= EXERCISE PROMPT =
In the entries that follow, the first line to write out is the one containing "hukkinj1: Ah sorry", and the last is the one containing "chrisjsewell: > Should". Reproduce that stretch exactly, with nothing before or after it.

[Dataset items]
··········

PR #136, opened 2021-03-03
👌 IMPROVE: MarkdownIt config and documentation

chrisjsewell:
Add additional configuration presets,
allow for options tp be overriden in the `MarkdownIt` initialisation,
Add convenience methods to `SyntaxTreeNode`

### DIFF
--- a/docs/using.md
+++ b/docs/using.md
@@ -149,7 +149,7 @@ md.render("'single quotes' (c)")
 ### Linkify
 
 The `linkify` component requires that [linkify-it-py](https://github.com/tsutsu3/linkify-it-py) be installed (e.g. *via* `pip install markdown-it-py[linkify]`).
-This allows URL links to be identified, without the need for enclosing in `<>` brackets:
+This allows URI autolinks to be identified, without the need for enclosing in `<>` brackets:
 
 ```{code-cell}
 md = MarkdownIt("commonmark", {"linkify": True})
--- a/docs/using.md
+++ b/docs/using.md
@@ -56,7 +56,7 @@ You can define this configuration *via* directly supplying a dictionary or a pre
 - `js-default`: This is the default in the JavaScript version.
   Compared to `commonmark`, it disables HTML parsing and enables the table and strikethrough components.
 - `gfm-like`: This configures the parser to approximately comply with the [GitHub Flavored Markdown specification](https://github.github.com/gfm/).
-  Compared to `commonmark`, it disables HTML parsing and enables the table, strikethrough and linkify components.
+  Compared to `commonmark`, it enables the table, strikethrough and linkify components.
   **Important**, to use this configuration you must have `linkify-it-py` installed.
 
 ```{code-cell}
@@ -279,7 +279,6 @@ node.children
 print(node[0])
 node[0].next_sibling
 ```
-
 
 ## Renderers
 
--- a/docs/using.md
+++ b/docs/using.md
@@ -28,6 +28,7 @@ then these are converted to other formats using 'renderers'.
 The simplest way to understand how text will be parsed is using:
 
 ```{code-cell}
+from pprint import pprint
 from markdown_it import MarkdownIt
 ```
 
@@ -48,8 +49,15 @@ for token in md.parse("some *text*"):
 
 The `MarkdownIt` class is instantiated with parsing configuration options,
 dictating the syntax rules and additional options for the parser and renderer.
-You can define this configuration *via* a preset name (`'zero'`, `'commonmark'` or `'default'`),
-or by directly supplying a dictionary.
+You can define this configuration *via* directly supplying a dictionary or a preset name:
+
+- `zero`: This configures the minimum components to parse text (i.e. just paragraphs and text)
+- `commonmark` (default): This configures the parser to strictly comply with the [CommonMark specification](http://spec.commonmark.org/).
+- `js-default`: This is the default in the JavaScript version.
+  Compared to `commonmark`, it disables HTML parsing and enables the table and strikethrough components.
+- `gfm-like`: This configures the parser to approximately comply with the [GitHub Flavored Markdown specification](https://github.github.com/gfm/).
+  Compared to `commonmark`, it disables HTML parsing and enables the table, strikethrough and linkify components.
+  **Important**, to use this configuration you must have `linkify-it-py` installed.
 
 ```{code-cell}
 from markdown_it.presets import zero
@@ -61,18 +69,26 @@ md = MarkdownIt("zero")
 md.options
 ```
 
+You can also override specific options:
+
 ```{code-cell}
-print(md.get_active_rules())
+md = MarkdownIt("zero", {"maxNesting": 99})
+md.options
 ```
 
 ```{code-cell}
-print(md.get_all_rules())
+pprint(md.get_active_rules())
 ```
 
 You can find all the parsing rules in the source code:
 `parser_core.py`, `parser_block.py`,
 `parser_inline.py`.
-Any of the parsing rules can be enabled/disabled, and these methods are chainable:
+
+```{code-cell}
+pprint(md.get_all_rules())
+```
+
+Any of the parsing rules can be enabled/disabled, and these methods are "chainable":
 
 ```{code-cell}
 md.render("- __*emphasise this*__")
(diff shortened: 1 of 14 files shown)


chrisjsewell:
I'm keeping commonmark as the default, but have added the option override and some other presets

markdown_it/tree.py
```diff
@@ -44,6 +45,12 @@ def __init__(self) -> None:
         # children (i.e. inline or img)
         self.children: List["SyntaxTreeNode"] = []
 
+    def __repr__(self) -> str:
+        return f"{self.__class__.__name__}({self.type})"
+
+    def __getitem__(self, item: int) -> "SyntaxTreeNode":
```
hukkinj1, line 51: I personally favor having just one way to do things, and would prefer the more explicit `.children[i]` syntax. Don't feel too strongly about that though.

If we keep this though, we might want to improve type annotations. `item` can be a `slice` in addition to `int` and return type will change accordingly too. An `@overload` is probably needed.

The return type will also break if subclassed. Merging https://github.com/executablebooks/markdown-it-py/pull/131 and changing the type to `_T` (and annotating `self` as `_T`) should fix this.

markdown_it/tree.py
```diff
@@ -44,6 +45,12 @@ def __init__(self) -> None:
         # children (i.e. inline or img)
         self.children: List["SyntaxTreeNode"] = []
 
+    def __repr__(self) -> str:
+        return f"{self.__class__.__name__}({self.type})"
```
hukkinj1, line 49: Dumb nitpick, but I would use `type(self)` for consistency since we already use that elsewhere in this class (also same reasons we use `str(self)` instead of `self.__str__()` etc.)
```suggestion
        return f"{type(self).__name__}({self.type})"
```

markdown_it/tree.py
```diff
@@ -76,6 +83,11 @@ def recursive_collect_tokens(
         recursive_collect_tokens(self, tokens)
         return tokens
 
+    @property
+    def is_root(self) -> bool:
```
hukkinj1, line 87: We could use `self.is_root` inside `def type()` definition to remove duplication.

markdown_it/tree.py
```diff
@@ -183,6 +195,23 @@ def _set_children_from_tokens(self, tokens: Sequence[Token]) -> None:
             )
             child._set_children_from_tokens(nested_tokens[1:-1])
 
+    def pretty(
```
hukkinj1, line 198: Should we print closing tags or add the slash character to make the tags self-closing if there's no content? That would make the output more or less valid XML and wouldn't confuse highlighters, parsers etc.

markdown_it/port.yaml
```diff
@@ -23,6 +23,11 @@
       In markdown_it/rules_block/reference.py,
       record line range in state.env["references"] and add state.env["duplicate_refs"]
       This is to allow renderers to report on issues regarding references
+    - |
+      The `MarkdownIt.__init__` signature is slightly different for updating options,
+      since you must always specify the config first, e.g.
+      use `MarkdownIt("commonmark", {"html": False})` instead of `MarkdownIt({"html": False})`
+    - The default configuration preset for `MarkdownIt` if "commonmark" not "default"
```
hukkinj1, line 30:
```suggestion
    - The default configuration preset for `MarkdownIt` is "commonmark" not "default"
```

docs/using.md
```diff
@@ -48,8 +49,15 @@ for token in md.parse("some *text*"):
...
-You can define this configuration *via* a preset name (`'zero'`, `'commonmark'` or `'default'`),
-or by directly supplying a dictionary.
+You can define this configuration *via* directly supplying a dictionary or a preset name:
+
+- `zero`: This configures the minimum components to parse text (i.e. just paragraphs and text)
+- `commonmark` (default): This configures the parser to strictly comply with the [CommonMark specification](http://spec.commonmark.org/).
+- `js-default`: This is the default in the JavaScript version.
+  Compared to `commonmark`, it disables HTML parsing and enables the table and strikethrough components.
+- `gfm-like`: This configures the parser to approximately comply with the [GitHub Flavored Markdown specification](https://github.github.com/gfm/).
+  Compared to `commonmark`, it disables HTML parsing and enables the table, strikethrough and linkify components.
```
hukkinj1, line 59: Should we add `mdit_py_plugins.tasklists` to this preset? That would make it pretty much GFM spec complete I think.

docs/using.md
```diff
@@ -97,6 +113,50 @@ Additionally `renderInline` runs the parser with all block syntax rules disabled
...
+```{code-cell}
+md = MarkdownIt("commonmark", {"typographer": True})
+md.enable(["replacements", "smartquotes"])
+md.render("'single quotes' (c)")
+```
+
+### Linkify
+
+The `linkify` component requires that [linkify-it-py](https://github.com/tsutsu3/linkify-it-py) be installed (e.g. *via* `pip install markdown-it-py[linkify]`).
+This allows URL links to be identified, without the need for enclosing in `<>` brackets:
```
hukkinj1, line 152:
```suggestion
This allows URI autolinks to be identified, without the need for enclosing in `<>` brackets:
```

I would explicitly mention autolink here, as normal links work just fine without the brackets even without linkify.

docs/using.md
```diff
@@ -183,22 +242,45 @@ This dictionary can also be deserialized:
...
+# Header
+
+Here's some text and an image ![title](image.png)
+
+1. a **list**
+
+> a *quote*
+""")
+
+node = SyntaxTreeNode.from_tokens(tokens)
```
hukkinj1, line 268: Just a heads-up, I made a PR (https://github.com/executablebooks/markdown-it-py/pull/132) which would change this syntax to `node = SyntaxTreeNode(tokens)` so if we merge that then one of the PRs needs to adapt depending on merge order.

markdown_it/main.py
```diff
@@ -89,21 +106,24 @@ def configure(self, presets: Union[str, Mapping]) -> "MarkdownIt":
...
-                )
-        if not presets:
-            raise ValueError("Wrong `markdown-it` preset, can't be empty")
-        config = AttrDict(presets)
-
-        if "options" in config:
-            self.set(config.options)
+            config = _PRESETS.get(presets, None)
+            if not config:
+                raise KeyError(f"Wrong `markdown-it` preset '{presets}', check name")
```
hukkinj1, line 111: Style suggestion:
```suggestion
            if presets not in _PRESETS:
                raise KeyError(f"Wrong `markdown-it` preset '{presets}', check name")
            config = _PRESETS[presets]
```

markdown_it/main.py
```diff
@@ -89,21 +106,24 @@ def configure(self, presets: Union[str, Mapping]) -> "MarkdownIt":
...
+        else:
+            config = presets
+
+        if not config:
+            raise ValueError("Wrong `markdown-it` config, can't be empty")
+
+        options = config.get("options", {}) or {}
+        if options_update:
+            options = {**options, **options_update}
```
hukkinj1, line 120: I'm fairly sure the JS upstream does a deep/recursive merge here. Might want to port that code?

E.g merging `{"a": {"b": 0, "c": 1}}` with `{"a": {"b": 99}}` will result in `{"a": {"b": 99}}` but I think `{"a": {"b": 99, "c": 1}}` is expected

markdown_it/main.py
```diff
@@ -27,36 +27,51 @@
...
-    }
-)
+_PRESETS = {
+    "default": presets.default.make(),
+    "zero": presets.zero.make(),
+    "commonmark": presets.commonmark.make(),
+}
+_PRESETS["js-default"] = _PRESETS["default"]
+_PRESETS["gfm-like"] = presets.default.make()
+_PRESETS["gfm-like"]["options"]["linkify"] = True
```
hukkinj1, line 37: Should we make these new presets public in `markdown_it.presets` package like the original ones are? That enables a workflow where you fetch a preset from there, mutate it, and pass it on to `.configure()`

hukkinj1 (changes requested):
Nice :+1: , here's my notes!

docs/using.md
hukkinj1: I'd almost go as far as calling the preset just `gfm` instead of `gfm-like` then. What do you think?

markdown_it/main.py
hukkinj1: Ah sorry it seems I misremember, upstream only does a "1st level merge" just like we do here.

markdown_it/main.py
```diff
@@ -27,36 +27,51 @@
...
 
 
 class MarkdownIt:
     def __init__(
-        self, config: Union[str, Mapping] = "commonmark", renderer_cls=RendererHTML
+        self,
+        config: Union[str, Mapping] = "commonmark",
+        options_update: Optional[Mapping] = None,
```
hukkinj1, line 44: One neat trick I've recently started to use in my APIs is
```python
from types import MappingProxyType

# This is basically just an immutable empty mapping
EMPTY_MAP = MappingProxyType({})

def func(options: Mapping = EMPTY_MAP):
    ...
```

This convention saves me a bunch of `Optional` annotations and `None` handling, and avoids the dangerous default problem.

Could be applied here if you like it :smile: You basically just need to create one global `EMPTY_MAP` instance per project and can reuse it.

docs/using.md
chrisjsewell: > Should we add mdit_py_plugins.tasklists to this preset?

No; because (a) the presets do not allow you to load extensions, and anyway (b) the point of moving the plugins to mdit_py_plugins is that markdown-it-py will no longer be dependent on them, in v1.0 mdit_py_plugins will be removed from the `install_requires`.
You could of course add a convenience function(s) in mdit_py_plugins to return a parser setup for full GFM compliance 😄 

> I'd maybe go as far as calling the preset just gfm instead of gfm-like then. What do you think?

No; because then I bet we will have issues opened that "the `gfm` preset behaves differently to when I use Markdown in GitHub". In fact, even with task lists, we are still missing one extension, which is the `tagfilter` extension for raw HTML: https://github.github.com/gfm/#disallowed-raw-html-extension- (currently HTML is just turned off)

On a side note, the good thing with CommonMark, and why I like it as the default, is that there is a comprehensive test suite (https://spec.commonmark.org/) that we test against (tests/test_cmark_spec/commonmark.json) and so can "guarantee" compliance. GFM says it builds in this spec, but the examples given for the extensions in https://github.github.com/gfm are not particularly extensive.

hukkinj1: I think I'd also enable HTML here, since most HTML is allowed in GFM, just a small subset of tags is disallowed. In fact, "commonmark" could be a better base preset for "gfm-like", as it'd be easy to compare/verify the changes against the annotated parts of the GFM spec.

docs/using.md
chrisjsewell: I'll have a look

markdown_it/main.py
chrisjsewell: thanks for the tip, I will have a look but probably not add it in this PR

markdown_it/tree.py
chrisjsewell: yeh exactly, I was going to leave this type annotation stuff to the other PR

markdown_it/tree.py
chrisjsewell: I'm not adding closing tags as the indentation denotes the nesting and this would make it overly verbose and less readable (which is the main point of this function). I could add self-closing, but TBH the highlighting in tests/test_tree/test_pretty.xml seems to be fine

docs/using.md
chrisjsewell: done in bc3a2efae6660a1a27ff28b540d6a7ee2bd7c430

markdown_it/main.py
chrisjsewell: done in bc3a2efae6660a1a27ff28b540d6a7ee2bd7c430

··········

= SOLUTION =
hukkinj1: Ah sorry it seems I misremember, upstream only does a "1st level merge" just like we do here.

markdown_it/main.py
```diff
@@ -27,36 +27,51 @@
...
 
 
 class MarkdownIt:
     def __init__(
-        self, config: Union[str, Mapping] = "commonmark", renderer_cls=RendererHTML
+        self,
+        config: Union[str, Mapping] = "commonmark",
+        options_update: Optional[Mapping] = None,
```
hukkinj1, line 44: One neat trick I've recently started to use in my APIs is
```python
from types import MappingProxyType

# This is basically just an immutable empty mapping
EMPTY_MAP = MappingProxyType({})

def func(options: Mapping = EMPTY_MAP):
    ...
```

This convention saves me a bunch of `Optional` annotations and `None` handling, and avoids the dangerous default problem.

Could be applied here if you like it :smile: You basically just need to create one global `EMPTY_MAP` instance per project and can reuse it.

docs/using.md
chrisjsewell: > Should we add mdit_py_plugins.tasklists to this preset?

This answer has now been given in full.